Two blocs currently dominate the party scene, each representing several parties and political powers:

  1. "The Democratic Coalition for Egypt" is a coalition of 24 parties, headed by the Wafd party, the Freedom and Justice Party (the Muslim Brothers), the Center Party (Wasat), the Dignity Party (Karama), the Nasserist Party, the Labor Party, and the Socialist Egypt Party. This alliance was the first bloc to form after the revolution, and it included most of the newly-formed parties with Islamic leanings, including the Light and Authenticity Party (al-Nour wal Assala), which has a Salafist infliction. The largest electoral alliance was expected to take place between the parties of the Wafd and the Freedom and Justice Party; however, the Wafd's declaration of its intention to include a number of candidates on its electoral list who were previously affiliated with the National Democratic Party or members of it led to a debate within the coalition, with the other parties rejecting the move, prompting the Wafd to announce that it will present an independent list from the coalition, and that they will have candidates in all electoral districts.
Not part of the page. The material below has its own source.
PR #1603, opened 2026-07-22
feat(fabric/config): support adding a new Fabric network at runtime

### LINKED ISSUE #1602: feat(fabric/config): support adding a new Fabric network at runtime
### Description

Today a Fabric Smart Client node reads its `fabric.*` configuration once at startup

The Center Party also decided to wage the coming elections with an independent list, which poses questions regarding the fate of the coalition, and whether electoral alliances will be limited to parties with Islamist leanings under the banner of the Freedom and Justice Party.

  2. "The National Bloc" joins 14 parties with a liberal and leftist character headed by the National Assembly for Change, led by Mohammad Al Baradi, the Party of Free Egyptians, the Democratic Front Party, led by Osama Al Ghazali Harb, the Party of Free Egypt, the Tajammu' Party (the communist party), and a party with a Sufi background which is the Tahrir Party (liberation party).

  3. "The Revolution Youth Coalition," which is considered as the only non-party entity representing the youth of the revolution, and which announced waging the elections with a unifying list that includes 200 candidates. The Coalition presented an electoral program focusing on issues of social justice and the fighting of unemployment and poverty. However, major challenges are facing the Coalition candidates, particularly their lack of experience in popular mobilization for elections, their organizational weakness, and the incoherence of their electoral discourse. The Coalition was formed in the midst of the revolutionary movement and has not yet been able to establish regular communication with the popular bases, present a coherent electoral discourse, or learn the ropes of the complex electoral game in Egypt, which requires, for instance, the choice of candidates who are known in their local environment, the development of the electoral and financial "machine," and the announcement of a strong electoral program. The same thing may apply to the majority of new parties founded after the revolution, providing great advantages to the parties and forces that have experience with the electoral process and are well aware of its rules. The Coalition, however, remains a promising movement that may introduce a number of the young candidates to the Parliament. They, along with colleagues of the same generation, will form an engine for democratic transformation in future Egypt.

Thus, on November 28, Egyptians will cast their votes in the first legislative elections after the revolution, under full judicial supervision, with a mixed electoral system, and in the midst of a state of security and societal instability. While the challenges facing the electoral process are numerous, the main challenges remains the confrontation of electoral traditions that have been established over more than six decades, and that transformed the electoral process from a competition over programs and ideas into a competition between the individuals and families with traditional influence, money, and the ability to mobilize. As such, the main challenge consists in the writing of new rules for the electoral process, where money and clannishness are not employed, and where the resources of the state are not used in favor of the rich and the powerful, which prevents the reproduction of the political elite that the revolution has come as an expression of its rejection by the people.

It's crucial that efforts are exerted to make the first elections an edifying step in the building of the Second Egyptian Republic, which is a democratic republic.